## ASSIGNED TASK:
Lines with "TarasHoliuk": please show every one of them from the listing below.
*** Begin section ***
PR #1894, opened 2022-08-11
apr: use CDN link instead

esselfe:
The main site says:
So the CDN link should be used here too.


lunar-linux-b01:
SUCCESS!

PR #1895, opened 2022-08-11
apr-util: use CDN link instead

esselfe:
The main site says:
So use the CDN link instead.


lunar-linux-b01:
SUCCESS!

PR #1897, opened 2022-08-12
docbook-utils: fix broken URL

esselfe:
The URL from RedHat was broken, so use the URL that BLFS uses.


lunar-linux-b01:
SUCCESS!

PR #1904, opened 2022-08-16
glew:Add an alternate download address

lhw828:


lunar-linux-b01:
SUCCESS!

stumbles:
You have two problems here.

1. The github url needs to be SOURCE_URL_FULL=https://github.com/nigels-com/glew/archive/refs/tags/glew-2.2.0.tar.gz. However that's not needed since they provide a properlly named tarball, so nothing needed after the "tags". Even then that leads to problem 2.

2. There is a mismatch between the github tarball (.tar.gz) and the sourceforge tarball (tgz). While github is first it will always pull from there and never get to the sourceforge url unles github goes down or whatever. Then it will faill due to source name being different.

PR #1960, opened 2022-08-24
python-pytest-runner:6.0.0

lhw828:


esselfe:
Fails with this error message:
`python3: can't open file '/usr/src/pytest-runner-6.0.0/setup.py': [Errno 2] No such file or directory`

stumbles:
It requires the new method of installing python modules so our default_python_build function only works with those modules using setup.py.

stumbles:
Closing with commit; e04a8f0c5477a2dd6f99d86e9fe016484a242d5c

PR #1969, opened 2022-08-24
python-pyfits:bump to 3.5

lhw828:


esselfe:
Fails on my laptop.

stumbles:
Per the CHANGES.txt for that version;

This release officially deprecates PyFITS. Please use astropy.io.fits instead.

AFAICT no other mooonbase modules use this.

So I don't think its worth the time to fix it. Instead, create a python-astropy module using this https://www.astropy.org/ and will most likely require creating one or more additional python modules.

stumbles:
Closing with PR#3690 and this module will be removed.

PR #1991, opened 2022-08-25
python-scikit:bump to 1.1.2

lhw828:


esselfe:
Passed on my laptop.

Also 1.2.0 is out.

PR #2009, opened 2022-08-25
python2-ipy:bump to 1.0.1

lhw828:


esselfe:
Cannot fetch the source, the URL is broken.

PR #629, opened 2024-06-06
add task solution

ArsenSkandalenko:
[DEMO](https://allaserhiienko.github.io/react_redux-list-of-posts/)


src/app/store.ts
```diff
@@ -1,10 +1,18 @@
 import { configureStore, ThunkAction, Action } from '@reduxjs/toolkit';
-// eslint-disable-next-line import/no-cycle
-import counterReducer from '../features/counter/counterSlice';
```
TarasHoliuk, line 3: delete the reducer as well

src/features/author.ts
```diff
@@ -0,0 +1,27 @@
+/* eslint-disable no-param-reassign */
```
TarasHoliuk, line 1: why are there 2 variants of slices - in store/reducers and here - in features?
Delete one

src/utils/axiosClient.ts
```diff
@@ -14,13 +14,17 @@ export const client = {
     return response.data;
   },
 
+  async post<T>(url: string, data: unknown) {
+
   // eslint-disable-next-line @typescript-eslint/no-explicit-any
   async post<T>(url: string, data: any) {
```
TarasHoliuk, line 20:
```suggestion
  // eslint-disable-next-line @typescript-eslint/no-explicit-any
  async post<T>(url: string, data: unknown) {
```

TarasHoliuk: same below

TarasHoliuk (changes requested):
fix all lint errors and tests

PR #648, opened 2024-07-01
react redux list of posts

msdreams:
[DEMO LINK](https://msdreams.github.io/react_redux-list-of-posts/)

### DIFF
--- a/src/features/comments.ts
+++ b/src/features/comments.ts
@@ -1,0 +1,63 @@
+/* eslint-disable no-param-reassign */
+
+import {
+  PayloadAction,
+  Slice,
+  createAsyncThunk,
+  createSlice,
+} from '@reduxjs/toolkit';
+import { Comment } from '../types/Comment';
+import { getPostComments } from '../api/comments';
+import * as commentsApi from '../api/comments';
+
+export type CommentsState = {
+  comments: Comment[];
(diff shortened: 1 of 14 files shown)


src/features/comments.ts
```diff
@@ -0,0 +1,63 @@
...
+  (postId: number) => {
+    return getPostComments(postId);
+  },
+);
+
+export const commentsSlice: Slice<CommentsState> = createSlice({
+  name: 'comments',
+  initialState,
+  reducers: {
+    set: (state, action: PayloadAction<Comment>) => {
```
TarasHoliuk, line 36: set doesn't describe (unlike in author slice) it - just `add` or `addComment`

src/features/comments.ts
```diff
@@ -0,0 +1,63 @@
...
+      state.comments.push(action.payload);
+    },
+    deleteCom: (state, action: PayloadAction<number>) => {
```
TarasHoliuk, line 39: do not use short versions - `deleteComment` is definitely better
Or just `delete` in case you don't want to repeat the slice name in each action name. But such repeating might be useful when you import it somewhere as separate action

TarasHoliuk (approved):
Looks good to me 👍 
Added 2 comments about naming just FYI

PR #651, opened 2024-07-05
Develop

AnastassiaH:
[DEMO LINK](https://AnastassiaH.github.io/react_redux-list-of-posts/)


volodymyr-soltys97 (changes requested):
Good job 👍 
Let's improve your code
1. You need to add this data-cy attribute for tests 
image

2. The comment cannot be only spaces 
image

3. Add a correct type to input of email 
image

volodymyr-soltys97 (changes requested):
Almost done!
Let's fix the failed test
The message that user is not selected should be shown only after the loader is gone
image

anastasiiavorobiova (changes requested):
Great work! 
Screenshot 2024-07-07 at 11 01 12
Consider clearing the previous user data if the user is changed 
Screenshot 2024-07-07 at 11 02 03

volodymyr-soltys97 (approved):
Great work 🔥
*** End section ***
## THE COMPLETED TASK:
TarasHoliuk, line 3: delete the reducer as well
TarasHoliuk, line 1: why are there 2 variants of slices - in store/reducers and here - in features?
TarasHoliuk, line 20:
TarasHoliuk: same below
TarasHoliuk (changes requested):
TarasHoliuk, line 36: set doesn't describe (unlike in author slice) it - just `add` or `addComment`
TarasHoliuk, line 39: do not use short versions - `deleteComment` is definitely better
TarasHoliuk (approved):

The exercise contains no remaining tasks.